Additionally, PCR can be used to find out if a certain DNA fragment is present in a cDNA library. Reverse transcription PCR (RT-PCR) amplifies RNA, while quantitative PCR, developed more subsequently, allows for the quantitative measurement of DNA or RNA molecules.

Electrophoresis of gel

By separating molecules according to their size, gel electrophoresis uses an agarose or polyacrylamide gel as a medium.

One of the main instruments in molecular biology is this method.Because the DNA backbone contains negatively charged phosphate groups, the DNA will migrate through the agarose gel towards the positive end of the current, which is the underlying idea behind how DNA fragments can be separated.Using an SDS-PAGE gel or a procedure known as 2D gel electrophoresis, proteins can also be sorted according to their size and electric charge.

Using a Bradford assay

The Bradford Assay is a molecular biology method that makes use of the special characteristics of a dye called Coomassie Brilliant Blue G-250 to quickly and accurately quantify protein molecules.
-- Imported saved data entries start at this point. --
PR #880, opened 2017-08-23
FX: external backend ENCRYPTION

nicolas2bert:
In s3server we have bucket level encryption. 
AWS S3 has object level encryption. 
When we did the AWS backend on s3server, we decided to rely on AWS S3's object level encryption (instead of our own) so that encrypted objects would be readable if accessed directly from AWS S3. Now that we are bringing Azure into the picture, this gets complicated since Azure encryption is at the account level and s3server will not be messing with the account level settings.  

To make things consistent and to best carry-out the intent of users:

1) If a user creates an encrypted bucket, we always do the encryption on a put to this bucket (even if going to the azure or aws backends).

2) When setting up a locationConfig entry for the aws backend, we will allow them to set an option of "serverSideEncryption: true".  If they set this option, any time we put to this location constraint, we will send the appropriate headers to AWS so that they encrypt.

NOTE: I could not find any documentation about the CloudServer Encryption

### DIFF
--- a/docs/ARCHITECTURE.rst
+++ b/docs/ARCHITECTURE.rst
@@ -937,3 +937,53 @@ Algorithms
 The algorithms for each listing type can be found in the open-source
 `scality/Arsenal <https://github.com/scality/Arsenal>`__ repository, in
 `lib/algos/list <https://github.com/scality/Arsenal/tree/master/lib/algos/list>`__.
+
+Encryption
+===========
+
+With CloudServer, there are two possible methods of at-rest encryption.
+(1) We offer bucket level encryption where Scality CloudServer itself handles at-rest
+encryption for any object that is in an 'encrypted' bucket, regardless of what
+the location-constraint for the data is and
+(2) If the location-constraint specified for the data is of type AWS,
+you can choose to use AWS server side encryption.
+
+Note: bucket level encryption is not available on the standard AWS
+S3 protocol, so normal AWS S3 clients will not provide the option to send a
+header when creating a bucket. We have created a simple tool to enable you
+to easily create an encrypted bucket.
+
+Example:
+--------
+
+Creating encrypted bucket using our encrypted bucket tool in the bin directory
+
+.. code:: shell
+
+    ./create_encrypted_bucket.js -a accessKey1 -k verySecretKey1 -b bucketname -h localhost -p 8000
+
+
+AWS backend
+------------
+
+With real AWS S3 as a location-constraint, you have to configure the
+location-constraint as follows
+
+.. code:: json
+
+    "aws-test": {
+        "type": "aws_s3",
+        "legacyAwsBehavior": true,
+        "details": {
+            "serverSideEncryption": true,
+            ...
+        }
+    },
+
+Then, every time an object is put to that data location, we pass the following
+header to AWS: ``x-amz-server-side-encryption: AES256``
+
+Note: due to these options, it is possible to configure encryption by both
+CloudServer and AWS S3 (if you put an object to a CloudServer bucket which has
+the encryption flag AND the location-constraint for the data is AWS S3 with
+serverSideEncryption set to true).
--- a/tests/functional/aws-node-sdk/test/multipleBackend/put/put.js
+++ b/tests/functional/aws-node-sdk/test/multipleBackend/put/put.js
@@ -10,6 +10,7 @@ const { createEncryptedBucketPromise } =
 const { versioningEnabled } = require('../../../lib/utility/versioning-util');
 
 const awsLocation = 'aws-test';
+const awsLocationEncryption = 'aws-test-encryption';
 const bucket = 'buckettestmultiplebackendput';
 const key = `somekey-${Date.now()}`;
 const emptyKey = `emptykey-${Date.now()}`;
@@ -30,10 +31,9 @@ const describeSkipIfNotMultiple = (config.backends.data !== 'multiple'
 
 const awsTimeout = 20000;
 const retryTimeout = 10000;
+let awsBucket;
 
-function awsGetCheck(objectKey, s3MD5, awsMD5, cb) {
-    const awsBucket = config.locationConstraints[awsLocation].
-        details.bucketName;
+function awsGetCheck(objectKey, s3MD5, awsMD5, location, cb) {
     s3.getObject({ Bucket: bucket, Key: objectKey },
     function s3GetCallback(err, res) {
         if (err && err.code === 'NetworkingError') {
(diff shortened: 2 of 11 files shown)


docs/ARCHITECTURE.rst
```diff
@@ -937,3 +937,50 @@ Algorithms
...
+
+Encryption
+===========
+
+About Server Side Encryption CloudServer has its own bucket level encryption.
+
+Differentiations
+------------------
+
+With the real AWS S3, to enable encryption, you have to specify on the object
```
LaurenSpiegel: With real AWS S3 as a location-constraint, you have to configure the location-constraint as follows....

Then, every time an object is put to that data location, we pass the following header to AWS: `x-amz-server-side-encryption: AES256`

docs/ARCHITECTURE.rst
```diff
@@ -937,3 +937,50 @@ Algorithms
...
+level a ``x-amz-server-side-encryption: AES256`` header when you upload an object
+
```
LaurenSpiegel: Please note that your description above is not correct.  The user does not send the header -- we do.

docs/ARCHITECTURE.rst
```diff
@@ -937,3 +937,50 @@ Algorithms
...
+This enables encryption for all the objects stored in your Scality CloudServer **bucket**.
+
+Example:
+--------
+
+Creating encrypted bucket named: encryptedbucket
+
+.. code:: shell
+
+    s3cmd mb s3://encryptedbucket --add-header x-amz-scal-server-side-encryption:AES256
```
LaurenSpiegel: This won't work.  There is no ability to add a header on a bucket put in the regular clients since this is a divergence from the regular S3 spec.  instead, point them to our create encrypted bucket tool in the bin directory.

docs/ARCHITECTURE.rst
```diff
@@ -937,3 +937,50 @@ Algorithms
...
+        "legacyAwsBehavior": true,
+        "serverSideEncryption": true,
+        "details": {
+            ...
+        }
+    },
+
+If you set this option, any time you upload an object with this location constraint,
+your CloudServer will send ``x-amz-scal-server-side-encryption: AES256`` header to AWS so the
+object will directly be encrypted by AWS (AES256 encryption only).
```
LaurenSpiegel: Please add a note:

Note that due to these options, it is possible to configure encryption by both CloudServer and AWS S3 (if you put an object to a CloudServer bucket which has the encryption flag AND the location-constraint for the data is AWS S3 with serverSideEncryption set to true).

tests/functional/aws-node-sdk/test/multipleBackend/put/put.js
```diff
@@ -44,12 +45,12 @@ function awsGetCheck(objectKey, s3MD5, awsMD5, cb) {
...
         assert.strictEqual(res.Metadata['scal-location-constraint'],
-            awsLocation);
+            location);
         return awsS3.getObject({ Bucket: awsBucket, Key: objectKey },
         (err, res) => {
             assert.strictEqual(err, null, 'Expected success, got error ' +
             `on direct AWS call: ${err}`);
-            if (process.env.ENABLE_KMS_ENCRYPTION === 'true') {
+            if (location === awsLocationEncryption) {
                 // doesn't check ETag because it's different
```
LaurenSpiegel: please add one more test where you put to the regular aws test location in an encrypted bucket and you check to make sure the data on aws is actually encrypted (so get it directly from aws and check that it is not the same as the data that was first sent to cloudServer).

docs/ARCHITECTURE.rst
```diff
@@ -937,3 +937,48 @@ Algorithms
...
+With CloudServer, there are two possible methods of at-rest encryption.
+(1) We offer bucket level encryption where Scality CloudServer itself handles at-rest
+encryption for any object that is in an 'encrypted' bucket regardless of what
+the location-constraint for the data is and
+(2) If the location-constraint specified for the data is of type AWS,
+you can select to use AWS server side encryption.
+
+Example:
+--------
+
```
LaurenSpiegel: Note that bucket level encryption is not available on the standard AWS S3 protocol. So normal AWS S3 clients will not provide the option to send a header when creating a bucket. We have created a simple tool to enable you to easily create an encrypted bucket.

docs/ARCHITECTURE.rst
```diff
@@ -937,3 +937,53 @@ Algorithms
...
+With CloudServer, there are two possible methods of at-rest encryption.
+(1) We offer bucket level encryption where Scality CloudServer itself handles at-rest
+encryption for any object that is in an 'encrypted' bucket regardless of what
+the location-constraint for the data is and
+(2) If the location-constraint specified for the data is of type AWS,
+you can select to use AWS server side encryption.
+
+Note: bucket level encryption is not available on the standard AWS
+S3 protocol. So normal AWS S3 clients will not provide the option to send a
```
electrachong: *`protocol, so normal`

docs/ARCHITECTURE.rst
```diff
@@ -937,3 +937,53 @@ Algorithms
...
+
+Encryption
+===========
+
+With CloudServer, there are two possible methods of at-rest encryption.
+(1) We offer bucket level encryption where Scality CloudServer itself handles at-rest
+encryption for any object that is in an 'encrypted' bucket regardless of what
+the location-constraint for the data is and
+(2) If the location-constraint specified for the data is of type AWS,
+you can select to use AWS server side encryption.
```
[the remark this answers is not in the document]
electrachong: or *specify to use?

LaurenSpiegel:
@electrachong, I think leaving the encryption in the main document is fine for now. If people want more detail on the encryption we can expand it into its own doc later.

nicolas2bert:
@ironman-machine try

docs/ARCHITECTURE.rst
```diff
@@ -937,3 +937,53 @@ Algorithms
...
+
+With real AWS S3 as a location-constraint, you have to configure the
+location-constraint as follows
+
+.. code:: json
+
+    "aws-test": {
+        "type": "aws_s3",
+        "legacyAwsBehavior": true,
+        "serverSideEncryption": true,
```
LaurenSpiegel: can we nest this option under details?

LaurenSpiegel:
@ironman-machine r+

tests/multipleBackend/backendHealthcheckResponse.js
```diff
@@ -16,14 +14,4 @@ describe('Healthcheck response', () => {
             done();
         });
     });
-    it('should return result for every location constraint in ' +
```
LaurenSpiegel: we shouldn't just delete this test.  we should test to make sure at least one of every azure and aws backend is getting called.

tests/functional/aws-node-sdk/test/multipleBackend/put/put.js
```diff
@@ -198,7 +203,41 @@ describe('MultipleBackend put object', function testSuite() {
...
                         `got error ${err}`);
                     setTimeout(() => {
-                        awsGetCheck(key, correctMD5, correctMD5, () => done());
+                        awsGetCheck(key, correctMD5, correctMD5, awsLocation,
+                          () => done());
+                    }, awsTimeout);
+                });
+            });
+
+            itSkipIfNoEncryption('should encrypt body putting an object to AWS',
```
LaurenSpiegel: make the assertions in the test conditional based on whether the bucket is encrypted and let's clarify the description of the test.

nicolas2bert:
@ironman-machine try

nicolas2bert:
@ironman-machine try

nicolas2bert:
@ironman-machine try

nicolas2bert:
@ironman-machine try

nicolas2bert:
@ironman-machine try

nicolas2bert:
@ironman-machine try

nicolas2bert:
@ironman-machine try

When Coomassie Blue binds to protein, it changes color noticeably from reddish-brown to vivid blue.Coomassie Blue emits a reddish-brown color and has a background wavelength of 465 nm in its unstable, cationic state. Coomassie Blue emits a vivid blue color and adjusts its background wavelength to 595 nm when it binds to protein in an acidic solution.It is advised to collect absorbance values between 5 and 20 minutes after the reaction starts because proteins in the test bind Coomassie blue in about 2 minutes, and the protein-dye combination is stable for roughly an hour. The Bradford test does not require a lot of equipment because the protein concentration can be determined using a visible light spectrophotometer.

Reference:

1. Alberts B, Johnson A, Lewis J, Morgan D, Raff M, Roberts K, Walter P (2014). Molecular Biology of the Cell, Sixth Edition. Garland Science. pp. 1–10. ISBN 978-1-317-56375-4.

2. Jump up to:a b Gannon F (February 2002). "Molecular biology--what's in a name?". EMBO Reports. 3 (2): 101. doi:10.1093/embo-reports/kvf039. PMC 1083977. PMID 11839687.

3. "Molecular biology - Latest research and news | Nature". www.nature.com. Retrieved 2021-11-07.

4. Jump up to:a b c d e S., Verma, P. (2004). Cell biology, genetics, molecular biology, evolution and ecology. S Chand and Company. ISBN 81-219-2442-1. OCLC 1045495545.